2. Effort vs. reward. Is it just about this? Or is there something more? I.e. is there a clear plateau or is it just diminishing returns (in which case sufficiently low cost of energy solves it)
3.Robots: yes on a mechanical level. But robots don't need to be mechanically elegant and Uber precise in order to be useful.
WRT 2:
I do indeed think that it's mostly about effort vs. reward, and that sufficiently low cost of energy, and sufficient time resources, would solve it. But the cost of energy would have to be near zero, and the time allotted would have to be very generous. This is because most mic/webcam/etc. data is of very poor quality -- probably poor enough to actually poison datasets -- so it would need to be mercilessly cleaned up, and then laboriously chunked and sorted. When all's said and done, you're going to devote tremendous labor to cutting >99% of your data, and more labor in categorizing it.

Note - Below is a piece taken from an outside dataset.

Issue #8627, opened 2022-04-04
Incorrect link in mod_module_files docs


Kyuuhachi:
### Description

The docs for the [mod_module_files](https://rust-lang.github.io/rust-clippy/master/index.html#mod_module_files) link contains a link to [mod.rs](//mod.rs), which is about wooden furniture.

It might be more fruitful to develop a model that creates new training data from internet-derived data. This is a lot more complicated than it may sound, and I don't think I ought to speculate here as to what might be involved, but it still seems more viable than sorting through a low-quality material library of babel.
You’re thinking “any data”, he’s thinking “useful data for training an LLM”.

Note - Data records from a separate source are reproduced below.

PR #8606, opened 2022-03-29
Add [`err_expect`] lint

InfRandomness:
[`expect_err`] lint

- \[ ] Followed [lint naming conventions][lint_naming]
- \[x] Added passing UI tests (including committed `.stderr` file)
- \[x] `cargo test` passes locally
- \[x] Executed `cargo dev update_lints`
- \[x] Added lint documentation
- \[x] Run `cargo dev fmt`

Fixes https://github.com/rust-lang/rust-clippy/issues/1435

changelog: Added a lint to detect usage of .err().expect()

PR #8635, opened 2022-04-05
Add a lint to detect cast to unsigned for abs() and suggest unsigned_…

pbor:
…abs()

changelog: Add a [`cast_abs_to_unsigned`] that checks for uses of `abs()` that are cast to the corresponding unsigned integer type and suggest to replace them with `unsigned_abs()`.


tests/ui/cast.rs
```diff
@@ -46,12 +46,6 @@ fn main() {
     i64::MAX as u64;
     i128::MAX as u128;
 
-    (-1i8).abs() as u8;
-    (-1i16).abs() as u16;
-    (-1i32).abs() as u32;
-    (-1i64).abs() as u64;
-    (-1isize).abs() as usize;
-
```
giraffate, line 54: It would be better not to remove these tests. If we just suppress warnings, we can put `allow(clippy:: cast_abs_to_unsigned)`.

clippy_lints/src/casts/mod.rs
```diff
@@ -473,6 +474,28 @@ declare_clippy_lint! {
     "casts from an enum tuple constructor to an integer"
 }
 
+declare_clippy_lint! {
+    /// ### What it does
+    /// Checks for uses of the `abs()` method that cast the result to unsigned.
+    ///
+    /// ### Why is this bad?
+    /// The `unsigned_abs()` method avoids panic when called on the MIN value.
```
giraffate, line 482: It looks like that the use of `wrapping_abs()` avoids panic. Why this lint catch the use of it?

giraffate (changes requested):
The `unsinged_abs` methods was added at 1.51, so we need [msrv](https://github.com/rust-lang/rust-clippy/blob/master/doc/adding_lints.md#specifying-the-lints-minimum-supported-rust-version-msrv) for this.

clippy_lints/src/casts/mod.rs
pbor: Because now that is available `unsigned_abs()` is nicer than `wrapping_abs() as u32`... It is true that in this case it is just a style matter, but since it was easy to catch I added it. If you prefer to remove it let me know.

tests/ui/cast.rs
pbor: Ok, thanks, I was not sure what was the preferred solution.

Both this and msrv should be ok now.

clippy_lints/src/casts/mod.rs
giraffate: IMO it would be better to remove `wrapping_abs()` because it confuses users.

pbor: Okay! done

giraffate (changes requested):
Can `clippy_lints/src/utils/conf.rs` and `tests/ui/min_rust_version_attr.rs` be updated for msrv? These will help you:
- https://github.com/rust-lang/rust-clippy/pull/8606
- https://github.com/rust-lang/rust-clippy/blob/master/doc/adding_lints.md#specifying-the-lints-minimum-supported-rust-version-msrv

pbor:
> Can `clippy_lints/src/utils/conf.rs` and `tests/ui/min_rust_version_attr.rs` be updated for msrv? These will help you:
> 
>     * #8606
> 
>     * https://github.com/rust-lang/rust-clippy/blob/master/doc/adding_lints.md#specifying-the-lints-minimum-supported-rust-version-msrv

Done. I also added a separate commit which actually fixes the `ERR_EXPECT` name in the conf :)

giraffate (approved):

giraffate:
@bors r+

Thanks!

But isn't the underlying hypothesis that any data with sufficient underlying pattern is ultimately useful if you throw enough compute at it? His own argument is that even from the nonsense of the internet LLMs could extract general models of the world...
What about all the books written since antiquity?
There are lots of problems where someone has to run experiments to generate data. If the most optimized possible process to perform the experiment is expensive and takes time to generate 1 data point, then all you can do is wait till more data is produced before a solution is found. Think drug discovery.
Hmm... But you don't have to rely on experiments, no? Ilya's original argument was that language is a representation of reality and so even in the noisy data from the internet with zero feedback loops and experiments - sufficient amount of compute could allow LLMs to get the underlying world model to some degree. Wouldn't the same hold true with cameras and robot interactions? Just predict the next frame of reality in the same way you predict the next token of language...
(Actions leading to reactions may or may not be part of the vector we are learning. I mean they should be, but not strictly necessary)
No? What am I missing? Just astronomical compute required? Or something more fundamental?
Try translating differential equations or musical notations or chemical formulas into english. When we find one language to be useless or inefficient at representing reality we create another language. Language is just a tool we use to think and transfer info from one chimp brain to another.
Complex systems studies is wisdom. We know how communication on internet behaves. Conway's Law hits hard and the processes of life are not dumb.
Access to physical reality is important when negotiating with the beings that can form under this constraint. People have apparently known this instinctively for a very long time and they are not going to give in to the demands of the AI industry.
It's a great mistake to humanize everything in your consciousness.